TASK TO COMPLETE: Which lines of the data contain the string "format"? Show each of them.

PROVIDED MATERIAL:
PR #182, opened 2025-07-01
Add /users/flextime endpoint for admin dashboard to list opted-in user

AYZBTR:


balashova12 (approved):

StudVladimir (approved):

src/functions/users/flextime/handler.ts
```diff
@@ -0,0 +1,79 @@
...
+/**
+ * Lambda handler for listing users with their flextime data.
+ * Only returns users who have opted in to Severa integration.
+ * 
+ * @param event - API Gateway proxy event containing query parameters
+ * @returns Promise resolving to API Gateway proxy result with user flextime data
+ */
+export const listUsersFlextimeHandler: APIGatewayProxyHandler = async (event) => {
+  try {
+    const keywordId = event.queryStringParameters?.keywordId;
```
Jdallos: We discussed in the spec review that this is not necessary and so this keywordId can be removed from here. We don't need it as we should always be checking users are opted in, so the keywordId is redundant in this context.

src/functions/users/flextime/handler.ts
```diff
@@ -0,0 +1,79 @@
...
+      };
+    }
+    const api = CreateSeveraApiService();
+    const optedInUsers = await api.getOptInUsers();
+    if (!optedInUsers || optedInUsers.length === 0) {
+      return {
+        statusCode: 200,
+        body: JSON.stringify([])
+      };
+    }
```
Jdallos, line 35:
```suggestion
    }
    
```

src/functions/users/flextime/handler.ts
```diff
@@ -0,0 +1,79 @@
...
+    const usersWithFlextime = await Promise.allSettled(
+      optedInUsers.map(async (severaUser) => {
+        try {
+          const flextime = await api.getFlextimeBySeveraUserId(severaUser.guid);
+          return {
```
Jdallos, line 41: Please add a comment here (the object you are returning from within the map) that "this should be typed according to the spec response type for the lambda function". However as we don't have the lambda spec in the lambdas yet (this is a task for someone over the summer) it doesn't need to be done now, but the comment will be helpful in the future.

src/functions/users/flextime/handler.ts
```diff
@@ -0,0 +1,79 @@
...
+                isActive: true
+              }
+            },
+            flextime: {
+              totalFlextimeBalance: flextime?.totalFlextimeBalance || 0,
+              monthFlextimeBalance: flextime?.monthFlextimeBalance || 0
+            }
+          };
+        } catch (error) {
+          throw error;
```
Jdallos: Would be useful to pass a more specific error message and status code from here if possible. Quite sure there are examples of this in other functions in the code.

Jdallos (approved):

src/functions/users/flextime/handler.ts
```diff
@@ -32,34 +22,57 @@ export const listUsersFlextimeHandler: APIGatewayProxyHandler = async (event) =>
     const usersWithFlextime = await Promise.allSettled(
       optedInUsers.map(async (severaUser) => {
         try {
+          /**
+           * TODO: This should be typed according to the spec response type for the lambda function
+           * Spec in the lambdas for the futur
+           */
```
Jdallos: As a note This type of comment with /** is a TSDOc and what we use for function comments. 
For general notes/ TODO we just add a single line comment starting with //
Please update

src/functions/users/flextime/handler.ts
```diff
@@ -32,34 +22,57 @@ export const listUsersFlextimeHandler: APIGatewayProxyHandler = async (event) =>
...
+              attributes: {
+                severaUserId: severaUser.guid,
+                isActive: true
+              }
+            },
+            flextime: null,
+            error: true,
+            /**
+             * Find the appropriate status code for the error
+             */
```
Jdallos: This should be removed, we do not want to return the data like this from the catch as something has gone wrong (which is why we are in the catch). MIght be worth looking into what is typically returned from a catch if this is unclear.

src/functions/users/flextime/handler.ts
```diff
@@ -32,34 +22,57 @@ export const listUsersFlextimeHandler: APIGatewayProxyHandler = async (event) =>
...
               totalFlextimeBalance: flextime?.totalFlextimeBalance || 0,
               monthFlextimeBalance: flextime?.monthFlextimeBalance || 0
             }
           };
         } catch (error) {
-          throw error;
+          /**
+           * Per-user error handling
+           */
+          console.error(`Error fetching flextime for user ${severaUser.guid}:`, error);
```
Jdallos: no need for the console.error here as we are returning the message later in the catch.
Also we don't need TSDOC comments over a console.error and I'd say we don't actually need any comment here.

src/functions/users/flextime/handler.ts
```diff
@@ -32,34 +22,57 @@ export const listUsersFlextimeHandler: APIGatewayProxyHandler = async (event) =>
...
+              firstName: severaUser.firstName || "",
+              lastName: severaUser.lastName || "",
+              attributes: {
+                severaUserId: severaUser.guid,
+                isActive: true
+              }
+            },
+            flextime: null,
+            error: true,
+            /**
```
Jdallos: Remove TSDOc

src/functions/users/flextime/handler.ts
```diff
@@ -32,34 +22,57 @@ export const listUsersFlextimeHandler: APIGatewayProxyHandler = async (event) =>
...
+             * Find the appropriate status code for the error
+             */
+            statusCode: error instanceof Error && (error as any).statusCode ? (error as any).statusCode : 500,
+            message: `Failed to fetch flextime for user ${severaUser.guid}: ${error instanceof Error ? error.message : "Unknown error"}`
```
Jdallos: Mostly right but this should be done in the same structure as the catch return example at the bottom of this file- line 79

src/functions/users/flextime/handler.ts
```diff
@@ -32,34 +22,57 @@ export const listUsersFlextimeHandler: APIGatewayProxyHandler = async (event) =>
...
+          };
         }
       })
     );
-    const successfulResults = usersWithFlextime
-      .filter((result): result is PromiseFulfilledResult<any> => result.status === "fulfilled")
-      .map(result => result.value);
+    /**
+     * Map the results to a more ui format
+     */
```
Jdallos: "more ui format" is not a descriptive comment.
I'd also argue that the original way this was done with the filter and then the map is clearer and so perhaps it should go back to that, unless you disagree?
 const successfulResults = usersWithFlextime
      .filter((result): result is PromiseFulfilledResult<any> => result.status === "fulfilled")
      .map(result => result.value);

src/tests/serverless/mockData.json
```diff
@@ -10,5 +10,6 @@
   "queryStringParameters": {
     "startDate": "2020-11-03",
     "endDate": "2021-11-03"
+
```
Jdallos: Remove unnecessary line break

Jdallos (changes requested):

src/functions/users/flextime/handler.ts
```diff
@@ -22,10 +22,8 @@ export const listUsersFlextimeHandler: APIGatewayProxyHandler = async (event) =>
     const usersWithFlextime = await Promise.allSettled(
       optedInUsers.map(async (severaUser) => {
         try {
-          /**
-           * TODO: This should be typed according to the spec response type for the lambda function
-           * Spec in the lambdas for the futur
-           */
+          //TODO: This should be typed according to the spec response type for the lambda function
+          // Spec in the lambdas for the future
```
Jdallos:
```suggestion
          //TODO: This should be typed according to the response type from the severa spec generated client
```

src/functions/users/flextime/handler.ts
```diff
@@ -39,40 +37,23 @@ export const listUsersFlextimeHandler: APIGatewayProxyHandler = async (event) =>
             }
           };
         } catch (error) {
-          /**
-           * Per-user error handling
-           */
-          console.error(`Error fetching flextime for user ${severaUser.guid}:`, error);
           return {
```
Jdallos, line 54: Here you are returning the body content, see the return type in the catch at the bottom of this file. This is fine but you should also return the status code:
Something like:
{
 statusCode: error instanceof Error && (error as any).statusCode ? (error as any).statusCode : 500,
      body: JSON.stringify({
            code: error instanceof Error && (error as any).statusCode ? (error as any).statusCode : 500,
            message: `Failed to fetch flextime for user ${severaUser.guid}`,
            error: error instanceof Error ? error.message : "Unknown error"
      })
    };
    
    Also try to test locally, do we really need such verbose error parsing?

src/functions/users/flextime/handler.ts
```diff
@@ -39,40 +37,23 @@ export const listUsersFlextimeHandler: APIGatewayProxyHandler = async (event) =>
...
     );
     /**
-     * Map the results to a more ui format
+     * Extract only the successful flextime results from the settled promises
      */
-    const results = usersWithFlextime.map((result) => 
-      result.status === "fulfilled" ? result.value : { error: true, message: "Unexpected promise rejection" }
-    );
+    const successfulResults = usersWithFlextime
+      .filter((result): result is PromiseFulfilledResult<any> => result.status === "fulfilled")
```
Jdallos: Does we have to use "any" here?

Jdallos (changes requested):

src/functions/users/flextime/handler.ts
jessesillman: We can define a new type for user with flextime instead of using "any".

src/functions/users/flextime/handler.ts
```diff
@@ -2,6 +2,20 @@ import type { APIGatewayProxyHandler } from "aws-lambda";
 import { CreateSeveraApiService } from "src/services/severa-api-service";
 import { middyfy } from "src/libs/lambda";
 
+/**
+ * Type representing user with their flextime data.
+ */
+type UserWithFlextime = {
```
Jdallos, line 8: Nice!
Ultimately we will replace this with a type generated from the homeLambdas spec, but that needs to be added to this repo in a future feature

Jdallos (approved):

ANSWER TO THIS TASK:
+     * Map the results to a more ui format
Jdallos: "more ui format" is not a descriptive comment.
-     * Map the results to a more ui format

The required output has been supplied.